TWENTY-ONE years have elapsed since Alinor Reekie and her teenage daughter Alys left Foulmire in a hurry – both pregnant and both deeply in disgrace.
Alinor has never fully recovered from her very public near-drowning as a suspected witch at the hands of Foulmire’s elders. Plagued by poor health, in 1670 she is a frail impersonation of the woman she was during her time as a healer and midwife on the south coast of England.
Now the pair support themselves as wharfingers: mistresses of a ramshackle little warehouse on the River Thames on the eastern fringe of London. Their clients are the second-tier traders whose goods aren’t required to go directly to the government wharves closer to the city centre for official customs inspection.
Alinor’s son Rob has been working as a doctor in Venice and her brother Ned – the one-time ferrymaster at Foulmire – is making a fresh life for himself as a New World settler, having been forced to flee their hamlet after the king he had opposed was restored to the throne and embarked on a purge of all known adversaries.
Suddenly an inordinately attractive young Venetian woman arrives by ship in Southwark claiming to be Rob’s widow Livia, the Nobildonna da Ricci. Her husband, she says, has drowned in a lagoon in Venice, leaving her all alone with their newborn baby to raise.

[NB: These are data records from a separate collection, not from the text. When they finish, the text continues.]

PR #92, opened 2021-04-07
poc e2e tests

axle-h:
A new e2e task has been added to the delius-api project. This will generate an open api document and then use this to generate an api client. The e2e project itself is:

* Implemented in JUnit5 & Kotlin.
* Uses the generated client.
* Can use application entities & repositories for database access in order to create test data.
* Can call stored procedures to clean up.

We should start by getting back to parity with the existing postman implemented tests.

### TODO

- [x] The incremental build is not working
- [x] Authentication (simple oauth2.0 client will do)
- [x] Sugar to streamline authentication, creating existing data, database access if required
- [x] Port all tests over to the new project
- [x] Setup codebuild to run


src/e2e/kotlin/uk/gov/justice/digital/hmpps/deliusapi/InstrumentationTest.kt
```diff
@@ -0,0 +1,26 @@
...
+
+  private val client = OperationHandlerApi(basePath)
+
+  @Test
+  fun `Getting health`() {
+    val response = client.getHealth(null) as Map<String, String>
+    assertThat(response)
+      .isNotNull
+      .containsEntry("status", "UP")
+  }
```
axle-h, line 17: had a go (and have a stash of the attempt) at getting the Health contract into the spec but was taking too long. Springfox do not make it easy if you don't have a controller that you can annotate.

build.gradle.kts
```diff
@@ -3,16 +3,95 @@ plugins {
...
+    dependsOn += generateApiSpec
+    inputs.file(deliusApiSpec)
+    outputs.dir("$projectDir/$generatedKotlinSrc")
+  }
+  val compileGeneratedKotlin by getting {
+    dependsOn += openApiGenerate
+  }
+  val e2e by getting {
+    dependsOn += compileGeneratedKotlin
+  }
```
axle-h, line 43: 1. **generateApiSpec** - spin up a mock api via JUnit & Spring test runner, get the spec and save to disc. This is madness but the process has been lifted from the [sprinfox examples](https://github.com/springfox/springfox-demos/tree/master/boot-static-docs).
2. **openApiGenerate** - generates a kotlin client from the spec into src/generated, see the config for this step below
3. ** compileGeneratedKotlin** - compile the generated client
4. **e2e** use the generated client to call & test the api

src/main/kotlin/uk/gov/justice/digital/hmpps/deliusapi/config/SwaggerConfig.kt
```diff
@@ -49,3 +57,50 @@ class SwaggerConfig {
...
+              .split("/")
+              .joinToString("") { it.capitalize() }
+        } else uniqueId
+        Optional.of(result)
+      }
+      .get()
+
+    builder.uniqueId(uniqueId)
+    builder.codegenMethodNameStem(uniqueId)
+  }
```
axle-h, line 88: this is just renaming the endpoints
* The health & info endpoints are just called handle & handle1
* All the others have {javaMethodName}Using{HttpMethod} & this must be unique, I've renamed all the controller methods to be unique & verbose and stripped off the Using{HttpMethod} bit

src/main/kotlin/uk/gov/justice/digital/hmpps/deliusapi/config/SwaggerConfig.kt
```diff
@@ -1,21 +1,32 @@
...
 import springfox.documentation.spring.web.plugins.Docket
+import springfox.documentation.swagger.common.SwaggerPluginSupport
 import java.time.LocalTime
 
 @Configuration
 class SwaggerConfig {
   @Bean
   fun deliusApi(buildProperties: BuildProperties): Docket =
-    Docket(DocumentationType.SWAGGER_2)
+    Docket(DocumentationType.OAS_30)
```
axle-h, line 29: is it an issue if we only support OAPI 3.0?

electrified: I don't think so. Matt has put OpenAPI3 in the ADR.

src/main/kotlin/uk/gov/justice/digital/hmpps/deliusapi/config/SwaggerConfig.kt
```diff
@@ -49,3 +79,46 @@ class SwaggerConfig {
       emptyList()
     )
 }
+
+@Component
+@Order(SwaggerPluginSupport.SWAGGER_PLUGIN_ORDER + 1000) // we need this to run after annotation & default readers
+class NiceOperationReader : OperationBuilderPlugin {
```
electrified, line 85: Wondering if there is a more descriptive name than "nice"? Somthing about improving the naming, or making it human readable...

electrified (approved):

PR #94, opened 2021-04-09
DAPI-157 - return conflict for appointment clashes

electrified:


src/test/kotlin/uk/gov/justice/digital/hmpps/deliusapi/integration/v1/contact/CreateContactTest.kt
```diff
@@ -41,32 +42,32 @@ class CreateContactTest : IntegrationTestBase() {
...
-          of(valid.copy(offenderCrn = "1234567"), "offenderCrn"),
-          of(valid.copy(type = ""), "type"),
-          of(valid.copy(type = "12345678910"), "type"),
-          of(valid.copy(provider = "1234"), "provider"),
-          of(valid.copy(team = "1234567"), "team"),
-          of(valid.copy(staff = "12345678"), "staff"),
-          of(valid.copy(officeLocation = "12345678"), "officeLocation"),
-          of(valid.copy(requirementId = 1L, eventId = null), "requirementId cannot be provided without also providing eventId"),
-          of(valid.copy(requirementId = 2500083652, nsiId = 2500018597), "nsiId cannot be provided when requirementId is also provided"),
+          of(valid.copy(offenderCrn = ""), "offenderCrn", HttpStatus.BAD_REQUEST),
```
electrified, line 45: This isn't ideal... having a default for the parameter, or making it nullable and only supplying it when not bad request didn't work.

Open to suggestions!

axle-h: one thing Ive done in other complex tests is to wrap up all arguments in a TestCase data class. You can then easily have default values for stuff.

axle-h: I dont think this is actually 'that' bad though

axle-h (approved):

PR #95, opened 2021-04-12
Document e2e tests & re-enable patch tests

axle-h:


bin/end-to-end-test
```diff
@@ -5,12 +5,6 @@ OAUTH2_SECRET=
...
 
-docker run -v "$(pwd)":/etc/newman \
-	--network="host" \
-	-t postman/newman run 'Delius API.postman_collection.json' \
-	--env-var "oauth2Client=$OAUTH2_CLIENT" \
-	--env-var "oauth2Secret=$OAUTH2_SECRET"
-
 docker run -v "$(pwd)":/etc/newman \
 	--network="host" \
 	-t postman/newman run 'Community API.postman_collection.json' \
```
axle-h, line 10: why do we have CAPI e2e tests in this repository?

electrified (approved):

bin/end-to-end-test
electrified: I think it was just for convenience - so you could see a full end to end from community API, as Matt was trying to provide it out for Interventions usage

PR #98, opened 2021-04-13
delete contact

axle-h:


src/main/kotlin/uk/gov/justice/digital/hmpps/deliusapi/advice/AuditableAspect.kt
```diff
@@ -15,7 +15,7 @@ import uk.gov.justice.digital.hmpps.deliusapi.service.audit.AuditableInteraction
 
 @Target(AnnotationTarget.FUNCTION)
 @Retention(AnnotationRetention.RUNTIME)
-annotation class Auditable(val interaction: AuditableInteraction)
+annotation class Auditable(vararg val interactions: AuditableInteraction)
```
axle-h, line 18: the delete operation audits a different interaction type based on contact date

src/main/kotlin/uk/gov/justice/digital/hmpps/deliusapi/security/ProviderResponseAuthority.kt
```diff
@@ -1,8 +0,0 @@
-package uk.gov.justice.digital.hmpps.deliusapi.security
-
-import org.springframework.security.access.prepost.PostAuthorize
-import uk.gov.justice.digital.hmpps.deliusapi.config.Authorities
-
-@Retention(AnnotationRetention.RUNTIME)
-@PostAuthorize("hasAuthority('${Authorities.PROVIDER}'.concat(returnObject.provider))")
-annotation class ProviderResponseAuthority
```
axle-h, line 8: This didnt actually work.. The failure was masked by the fact that the only place it was used was in a private function, which is ignored by AOP security.

src/main/kotlin/uk/gov/justice/digital/hmpps/deliusapi/service/security/SecurityUserContext.kt
```diff
@@ -13,4 +15,11 @@ class SecurityUserContext {
     }
 
   fun getCurrentDeliusUserId() = authentication.userId
+
+  fun assertProviderAuthority(provider: String) {
+    val providerAuthority = Authorities.PROVIDER + provider
+    if (!authentication.authorities.any { it.authority == providerAuthority }) {
+      throw AccessDeniedException("No access to provider with code '$provider'")
+    }
+  }
```
axle-h, line 24: open to better solutions for implementing this here. Cause of this is that I need a way to run security within a method where breaking out a service to trigger AOP security doesn't make sense.

electrified (approved):

PR #99, opened 2021-04-14
separate e2e envs & enable database assert on test env

axle-h:


src/e2e/kotlin/uk/gov/justice/digital/hmpps/deliusapi/config/EndToEndTestActiveProfilesResolver.kt
```diff
@@ -0,0 +1,11 @@
+package uk.gov.justice.digital.hmpps.deliusapi.config
+
+import org.springframework.test.context.ActiveProfilesResolver
+
+class EndToEndTestActiveProfilesResolver : ActiveProfilesResolver {
+  override fun resolve(testClass: Class<*>): Array<String> {
+    val env = System.getenv("SPRING_PROFILES_ACTIVE")?.split(',', ' ')?.toTypedArray()
```
marcus-bcl, line 7: Could this be achieved by adding `spring.profiles.include: e2e` to the config files?

marcus-bcl (approved):

src/e2e/kotlin/uk/gov/justice/digital/hmpps/deliusapi/config/EndToEndTestActiveProfilesResolver.kt
electrified: I wondered about this too - is it so you can optionally run against different DBs by setting additional profiles using the env var, without modifying any of the committed files?

src/e2e/kotlin/uk/gov/justice/digital/hmpps/deliusapi/v1/contact/CreateContactV1Test.kt
```diff
@@ -23,13 +25,15 @@ class CreateContactV1Test @Autowired constructor(
   private lateinit var created: Contact
 
   @Test
+  @Transactional
```
electrified, line 28: Did the test not work without the transaction annotation?

For mine I think I will have to leave this off, as test transactions roll back, which will revert the deletion.

electrified (approved):

src/e2e/kotlin/uk/gov/justice/digital/hmpps/deliusapi/config/EndToEndTestActiveProfilesResolver.kt
axle-h: afraid not, here's the default: https://github.com/spring-projects/spring-framework/blob/master/spring-test/src/main/java/org/springframework/test/context/support/DefaultActiveProfilesResolver.java
Makes sense to me for unit & integration tests TBF as you would have all the environment configu hard coded.

src/e2e/kotlin/uk/gov/justice/digital/hmpps/deliusapi/v1/contact/CreateContactV1Test.kt
axle-h: :-(
This is required to have a hibernate session present for lazy properties to work. There may be an alternative to this, like wrapping the database assert bit only in an explicit transaction.

src/e2e/kotlin/uk/gov/justice/digital/hmpps/deliusapi/config/EndToEndTestActiveProfilesResolver.kt
axle-h: @electrified yeah, this is meant for selecting which environment to use, which all have different reference data. This reminds me that the buildspec.yml should be updated to activate the `test` profile.

axle-h: Just pushed a fix. btw there is documentation for this in: `doc/testing.md`

PR #103, opened 2021-04-16
init breach & ftc e2e tests

axle-h:


src/e2e/resources/application-local-h2.yml
```diff
@@ -1,80 +0,0 @@
-e2e:
-  url: "http://localhost:8080"
-  databaseAssert: false # disabled as we expect api+h2 to be running in a container TODO see what we can do
-  oauth:
-    url: "http://localhost:9090/auth"
```
axle-h, line 5: Was getting annoying having to maintain these & the lack of reliable db access meant some of the more involved tests were pointless. The integration tests also already covered all test cases & more.
Only value I can see with them is to support developers without access to the oracle image for whatever reason.. we have this file in source control now if we want it back at some point.

src/main/kotlin/uk/gov/justice/digital/hmpps/deliusapi/repository/ContactRepository.kt
```diff
@@ -54,6 +54,12 @@ interface ContactRepository : JpaRepository<Contact, Long> {
   fun findAllByNsiIdAndTypeIdAndDate(nsiId: Long, typeId: Long, date: LocalDate): List<Contact>
 
   fun findAllByNsiIdAndTypeCode(nsiId: Long, typeCode: String): List<Contact>
+
+  fun deleteAllByEventIdAndTypeNationalStandardsContactIsTrue(eventId: Long)
+
+  fun deleteAllByEventIdAndTypeCode(eventId: Long, typeCode: String)
```
axle-h, line 60: these are dangerous but only ever used by the e2e tests... be good to have a way of disabling their implementation by default but couldnt see anything

electrified (approved):

PR #114, opened 2021-05-24
DST-8977 Deploy to Pre-Prod and Perf environments

marcus-bcl:


.circleci/config.yml
```diff
@@ -193,11 +193,27 @@ workflows:
             - hmpps-common-vars
             - hmpps-delius-deploy-to-ecs-stage
           requires:
-            - request-stage-approval
+            - request-pre-prod-approval
```
electrified, line 196: It deploys to stage and preprod at the same time?

marcus-bcl: Yes. Same as we do for community-api: https://github.com/ministryofjustice/community-api/blob/main/.circleci/config.yml#L141

electrified (approved):

PR #119, opened 2021-06-03
DAPI-186 set rar requirement flag

axle-h:


src/main/kotlin/uk/gov/justice/digital/hmpps/deliusapi/service/contact/ContactValidationService.kt
```diff
@@ -227,4 +228,31 @@ class ContactValidationService(
...
   }
+
+  /**
+   * Validates the RAR requirement flag on the request.
+   * The RAR flag is required when:
+   * `contact linked to non-terminated requirement with type category "F" (either directly or through nsi)`
+   *   AND (
+   *     `contact type has rar requirement flag set`
+   *     OR `contact is linked to nsi, which is linked to non-terminated rar requirement` AND `contact type has attendance flag set`
+   *   )
```
mahalrmoj, line 239: Is this checked below "which is linked to non-terminated rar requirement"?

axle-h: yeah, it's a bit convoluted, note that `val linkedRequirement = requirement ?: nsi?.requirement`
the terminated status is checked `!linkedRequirement.isTerminated(request.date)`
and to determine whether the requirement came from the nsi & is attendance contact: `nsi != null && type.attendanceContact`

mahalrmoj (approved):

PR #120, opened 2021-06-08
Calculate RAR counts

electrified:


src/main/kotlin/uk/gov/justice/digital/hmpps/deliusapi/service/contact/ContactValidationService.kt
```diff
@@ -253,6 +253,6 @@ class ContactValidationService(
   }
 
   companion object {
-    val RAR_CODE = "F"
+    const val RAR_CODE = "F"
```
axle-h, line 256: can this not be used in the repository queries?

PR #123, opened 2021-06-10
WIP investigating opening classes and hibernate lazy loading

electrified:


marcus-bcl:
Closing as we're not looking into this at the moment.  Will leave the branch intact in case we need to investigate Hibernate lazy-loading performance issues again in future.

PR #136, opened 2021-08-13
DAPI-221 Rescheduling a rescheduled appointment fails

electrified:
Example scenario:
1. Create appointment running from 10:00 - 11:00
2. Reschedule this appointment to be from 10:30 - 11:30
	-> This rescheduled appointment is in a clashed state with the
	original appointment, but we ignore it during this creation as
	we have the original apppointment id and exclude it from the
	clash check
3. Attempt to reschedule the rescheduled appointment to be 14:00 - 15:00
	-> This fails when we try and set an outcome on the appointment
	we are attempting to reschedule (the one created in step 2). It clashes
	with the original appointment as we are not excluding that original
	appointment ID as we did when it was created. We don't have the context of what
	that original appointment ID was either

Solution: When updating an appointment, don't perform the clash check if
the time/ date isn't changing. The apppointment might already be in a
clashed state, which isn't our fault.


axle-h (approved):

mahalrmoj (approved):
LGTM.

PR #142, opened 2021-09-03
Moved OracleDB docker scripts to separate repo

marcus-bcl:
New location: https://github.com/ministryofjustice/hmpps-delius-docker-images/tree/main/oracledb-18c

There is also a WebLogic image available in the new repository, to enable devs to run the Delius UI as well as the DB: https://github.com/ministryofjustice/hmpps-delius-docker-images/tree/main/weblogic-14c


mxco86 (approved):
LGTM

PR #197, opened 2019-12-04
test gzip setup

bdtomlin:
Testing gzip for https://github.com/luckyframework/lucky/issues/154
Gzip is handled two different ways which can be enabled or disabled in `config/gzip.cr`:

For static assets:
* Webpack uses `compression-webpack-plugin` to pre-compress files
*  `Lucky::StaticCompressionHandler` attempts to serve compressed file then calls next middleware if it's not available or it's not a supported file type.

For server generated responses:
* `Lucky::DynamicCompressionHandler` module can be mixed in to middleware that needs to serve compressed responses. See `src/gzip/dynamic_compression_handler.cr` for temporarily monkey patched versions of `Lucky::RouteHandler` and `Lucky:: RouteNotFoundHandler`
* The `Lucky::DynamicCompressionHandler#gzip` method wraps the `context.response.output` IO with a Gzip::Writer.

I've only added gzip in this example. Adding brotli to the static asset compression is trivial, but I think this should be left off for simplicity, especially since I'm not sure what would be involved in making that work for server generated responses.


src/gzip/dynamic_compression_handler.cr
```diff
@@ -0,0 +1,57 @@
+{% if !flag?(:without_zlib) %}
+  require "gzip"
+{% end %}
+
+module Lucky::DynamicCompressionHandler
+  COMPRESS_ONLY_THESE_EXTENSIONS = ["", ".html", ".htm", ".txt", ".json", ".xml"]
```
jwoertink, line 6: Why is there a blank one at the beginning? Is that like for paths with no extension (default)?

bdtomlin: Yep.

config/gzip.cr
```diff
@@ -0,0 +1,10 @@
+Lucky::DynamicCompressionHandler.configure do |settings|
+  settings.compress_server_generated_content = true
+end
+
+# This setting turns off the serving of pre-compressed assets, but they will still
+# be generated by webpack. To disable this remove the compression-webpack-plugin
+# in webpack.mix.js
+Lucky::StaticCompressionHandler.configure do |settings|
```
paulcsmith, line 8: I like this name 👍

config/gzip.cr
```diff
@@ -0,0 +1,10 @@
...
+  settings.serve_precompressed_assets = true
```
paulcsmith, line 9: I think this  could be `enabled = true`

config/gzip.cr
```diff
@@ -0,0 +1,10 @@
+Lucky::DynamicCompressionHandler.configure do |settings|
+  settings.compress_server_generated_content = true
```
paulcsmith, line 2: This could be `enabled`

src/app_server.cr
```diff
@@ -9,6 +11,7 @@ class AppServer < Lucky::BaseAppServer
       Lucky::ErrorHandler.new(action: Errors::Show),
       Lucky::RouteHandler.new,
       CacheControlHandler.new,
+      Lucky::StaticCompressionHandler.new("./public", file_ext: "gz", content_encoding: "gzip"),
```
paulcsmith, line 14: I'm thinking all 3 of these could be Habitat settings instead

src/gzip/dynamic_compression_handler.cr
paulcsmith, line 6: This could be a habitat setting as well, that way people can configure it if desired

src/gzip/static_compression_handler.cr
```diff
@@ -0,0 +1,79 @@
+class Lucky::StaticCompressionHandler
+  Habitat.create do
+    setting serve_precompressed_assets : Bool = false
+  end
+
+  include HTTP::Handler
+
+  GZIP_FILE_EXTENSIONS = %w(.htm .html .txt .css .js .svg .json .xml .otf .ttf .woff .woff2)
```
paulcsmith, line 8: Nice! I was wondering about this. Could you make this a Habitat setting as well?

webpack.mix.js
```diff
@@ -44,7 +45,13 @@ mix
   // Reduce noise in Webpack output
   .webpackConfig({
     stats: "errors-only",
-    plugins: [webpackNotifier]
+    plugins: [
+      webpackNotifier,
+      new CompressionPlugin({
+        compressionOptions: { level: 9 },
+        test: /\.js$|\.css$|\.html$|\.svg$/
```
paulcsmith, line 52: 🎉 Nice and simple. I love it! I wonder if we could only enable this in production though? Maybe not worth worrying about now, but just a thought

paulcsmith (commented):
Tried it out. Works fantastically well as far as I can tell! I added feedback here but no need to address it in this PR since I'm guessing you'll make a PR to Lucky and Lucky CLI to add this?

I'm really excited about this. Massive network savings in the JS and CSS for the Lucky website ❤️

src/gzip/dynamic_compression_handler.cr
paulcsmith: Actually I just realized that  maybe rather than compressing using an extension it might be more reliable to use the `Content-Type` header. Thoughts?

I think this should work since by default Lucky adds the correct content-type for most common responses instead of setting an extension: https://github.com/luckyframework/lucky/blob/ed8d36658b7f83622dad09e81582575bc164c564/src/lucky/renderable.cr#L85

config/gzip.cr
bdtomlin: I agree, that's much better.

config/gzip.cr
bdtomlin: I agree, that's much better.

paulcsmith:
Seriously so stoked about this. I love how this turned out!!

src/app_server.cr
bdtomlin: I don't think these should be habitat settings. I think if you were to make changes you would probably add brotli, but in that case you still need the gzip fall through.

```crystal
Lucky::StaticCompressionHandler.new("./public", file_ext: "br", content_encoding: "br"),
Lucky::StaticCompressionHandler.new("./public", file_ext: "gz", content_encoding: "gzip"),
```

src/gzip/dynamic_compression_handler.cr
bdtomlin: I have to think about that. I'm not sure the size of the footgun. Mostly I'm thinking about binary that shouldn't be compressed. I'm wondering if it should be the framework's responsibility to know what is reasonable to compress? I'm a bit on the fence.

src/gzip/static_compression_handler.cr
bdtomlin: I have to think about that. I'm not sure the size of the footgun. Mostly I'm thinking about binary that shouldn't be compressed. I'm wondering if it should be the framework's responsibility to know what is reasonable to compress? I'm a bit on the fence.

paulcsmith: @bdtomlin Oh sorry I think maybe I wasn't clear. I meant something like this so we still give a nice default:

```crystal
setting gzip_file_extensions = %w(.htm .html .txt .css .js .svg .json .xml .otf .ttf .woff .woff2)
```

But users can change it or add to it if they want:

```crystal
StaticCompressionHandler.configure do |config|
  config.gzip_file_extensions << ".somethingelse"
end
```

So I think with this covers the default case but if users are having issues or need to add another type, they can

webpack.mix.js
bdtomlin: So in my testing there hasn't been any noticeable performance hit, I'll definitely defer to whatever you want on this since I don't have a strong opinion.

src/app_server.cr
paulcsmith: Oh interesting. So you could have multiple StaticCompressionHandlers that handle different file types?

paulcsmith: If so then yeah I totally agree with you and that's very cool!

webpack.mix.js
paulcsmith: Let's keep it as-is. Definitely not worth slowing this down. People can tweak it if it starts to become an issue 👍

src/gzip/static_compression_handler.cr
bdtomlin: Yeah, I'm persuaded. Will do.

src/app_server.cr
bdtomlin: Exactly.

Just add
```js
    plugins: [
      webpackNotifier,
      new CompressionPlugin({
        compressionOptions: { level: 9 },
        test: /\.js$|\.css$|\.html$|\.svg$/
      }),
      new CompressionPlugin({
        compressionOptions: { level: 11 },
        filename: '[path].br[query]',
        algorithm: 'brotliCompress',
        test: /\.js$|\.css$|\.html$|\.svg$/
      })
    ],
```
to your webpack.mix.js and you're rolling.

src/gzip/dynamic_compression_handler.cr
bdtomlin: will do

src/app_server.cr
paulcsmith: That is sooo cool. I love it

src/gzip/dynamic_compression_handler.cr
bdtomlin: I don't think Content-Type has been set yet at this point. Basically we are wrapping the IO with the Gzip::Writer before the render happens. Let me do a little testing to make sure I'm right about that.

bdtomlin: Yeah, I was right about that. We only have headers available from the request at this point.

paulcsmith: Ah I see. Ok I have a proposal if you are up for it. We could do 2 PRs. Once for static file handler and one for the dynamic one. My hunch is the static one will be simpler and we can get that in pretty quick. The dynamic one may be a bit trickier to really nail down but if it is a separate PR it won't block the static one.

Thoughts?

paulcsmith: Another idea is that we set the GZIP writer when printing the text response instead of doing it in a handler. https://github.com/luckyframework/lucky/blob/master/src/lucky/text_response.cr

bdtomlin: I agree with 2 PRs. I had thought the same thing, but I just did the one PR here to give an idea of the combined strategy.

I'll look into setting the writer in that location before doing the PR for the dynamic handler.

paulcsmith: Oh perfect! Sounds like you've already got this done. Stoked to see the PRs. Thanks for thoroughly researching all the options. I like this a lot more than where we were previously going with doing gzip at runtime 👍. Also cool that people can use other compression like Brotli if they want

paulcsmith:
Closing now that this is in Lucky and Lucky CLI master!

Her only remaining family are Alinor, Alys and Alys’s adult twins.
When the vivacious Livia crosses paths with a man from Alinor’s past, the aristocratic landholder Sir James Avery, her prospects start to look brighter – but her desires are the polar opposite of her inlaws’ wishes.
Dark Tides is the sequel to Tidelands, the novel that introduced the Reekies and James Avery (then a Catholic priest travelling under the assumed name ‘Summers’) during King Charles’ exile on the Isle of Wight.